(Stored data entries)

"""

PR #12751, opened 2026-02-05
Adjust mod icon's extended indicator position

nanaya:
Closer to how it looks like in lazer...?


nanaya:
Superseded by #12752.

PR #12754, opened 2026-02-06
Use proper assets url for beatmap search empty result image

nanaya:
Unfortunately the syntax is a bit crap and `pretty` is making it even worse but otherwise it's better-ish.

Alternative includes importing both versions and explicitly specifying it.
```
import imgUrl from '@images/img.png'
import imgUrl2x from '@images/img@2x.png'

...
  <Img2x src={imgUrl} src2x={imgUrl2x} ... />
...
```
Which seems worse? Or is it.


notbakaneko (dismissed):

notbakaneko:
actually thinking about it again, maybe the import is better for more static urls 🤔

nanaya:
the annoying part is the two imports per file as I don't think there's alternative to it short of adding another preprocessor layer...

notbakaneko:
I think that's fine since it doesn't appear often.....yet

notbakaneko (approved):

PR #12755, opened 2026-02-06
 Limit displayed mods on score tables

nanaya:
The simplest possible styling and stuff.

- [x] depends on #12750


stanriders:
This should probably prioritize mods that affect scoring and try to hide only the ones that don't

notbakaneko:
I wonder if there should be a maximum height for the popup, although this scenario seems unlikely (at least 15 mods overflow **and** nothing making the page taller) 🤔
image

resources/js/components/mods.tsx
```diff
@@ -0,0 +1,124 @@
...
+interface Props {
+  maxIcons?: number;
+  modifiers?: Modifiers;
+  mods: ScoreModJson[];
+}
+
+@observer
+export default class Mods extends React.Component<Props> {
+  private overflowMods: Props['mods'] = [];
+  private tooltipDisposer: undefined | (() => void);
```
notbakaneko: `tooltipDisposer?:`?

resources/js/beatmapsets-show/scoreboard/table-row.tsx
```diff
@@ -157,7 +157,7 @@ export default class ScoreboardTableRow extends React.Component<Props> {
 
         <TdLink href={this.scoreUrl} modifiers='mods'>
           <div className={`${bn}__mods`}>
-            {displayMods(score).map((mod) => <Mod key={mod.acronym} mod={mod} />)}
+            <Mods mods={displayMods(score)} />
```
notbakaneko: Also need something to cancel the navigation ontouch, otherwise it'll just load the score page.

notbakaneko (changes requested):

resources/js/beatmapsets-show/scoreboard/table-row.tsx
nanaya: I wonder if the entire section should just not be a link because you can't see the mod tooltip as well...

notbakaneko (approved):

Meruru-chan:
Honestly I would raise the limit of how much is displayed by 1, Because currently any 4mod SS'es done with +SD / PF in addition to it will end up with HardRock being hidden behind the +2 thingy... So you won't be able to tell if the play is actually a 4mod play (with lazer DT rate change) at a glance without hovering...
image

axiomatism:
It would be awesome if this was a toggle thing (not necessary)
It would be awesome if the [+X] icon was the same size as the typical mod icon (please)
image
(i think it would also be cool if rate change took up the space of 2 mods))

PR #12759, opened 2026-02-08
Hide tag editor button on desktop for non-privileged users

LiquidPL:
oops

(shouldn't cause any issues since the edit tags endpoint is properly checking permissions)


notbakaneko (approved):
I could have sworn I checked this..

PR #13141, opened 2026-07-10
Simplify handling of token parsing failure

nanaya:
The beatmap rating and client side medal are fine with 422 according to @bdach (well the former isn't implemented yet iiuc)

"""

Please print verbatim each line from the first line of the entries above to the line that contains "notbakaneko: Also need", inclusive, and nothing more.

PR #12751, opened 2026-02-05
Adjust mod icon's extended indicator position

nanaya:
Closer to how it looks like in lazer...?


nanaya:
Superseded by #12752.

PR #12754, opened 2026-02-06
Use proper assets url for beatmap search empty result image

nanaya:
Unfortunately the syntax is a bit crap and `pretty` is making it even worse but otherwise it's better-ish.

Alternative includes importing both versions and explicitly specifying it.
```
import imgUrl from '@images/img.png'
import imgUrl2x from '@images/img@2x.png'

...
  <Img2x src={imgUrl} src2x={imgUrl2x} ... />
...
```
Which seems worse? Or is it.


notbakaneko (dismissed):

notbakaneko:
actually thinking about it again, maybe the import is better for more static urls 🤔

nanaya:
the annoying part is the two imports per file as I don't think there's alternative to it short of adding another preprocessor layer...

notbakaneko:
I think that's fine since it doesn't appear often.....yet

notbakaneko (approved):

PR #12755, opened 2026-02-06
 Limit displayed mods on score tables

nanaya:
The simplest possible styling and stuff.

- [x] depends on #12750


stanriders:
This should probably prioritize mods that affect scoring and try to hide only the ones that don't

notbakaneko:
I wonder if there should be a maximum height for the popup, although this scenario seems unlikely (at least 15 mods overflow **and** nothing making the page taller) 🤔
image

resources/js/components/mods.tsx
```diff
@@ -0,0 +1,124 @@
...
+interface Props {
+  maxIcons?: number;
+  modifiers?: Modifiers;
+  mods: ScoreModJson[];
+}
+
+@observer
+export default class Mods extends React.Component<Props> {
+  private overflowMods: Props['mods'] = [];
+  private tooltipDisposer: undefined | (() => void);
```
notbakaneko: `tooltipDisposer?:`?

resources/js/beatmapsets-show/scoreboard/table-row.tsx
```diff
@@ -157,7 +157,7 @@ export default class ScoreboardTableRow extends React.Component<Props> {
 
         <TdLink href={this.scoreUrl} modifiers='mods'>
           <div className={`${bn}__mods`}>
-            {displayMods(score).map((mod) => <Mod key={mod.acronym} mod={mod} />)}
+            <Mods mods={displayMods(score)} />
```
notbakaneko: Also need something to cancel the navigation ontouch, otherwise it'll just load the score page.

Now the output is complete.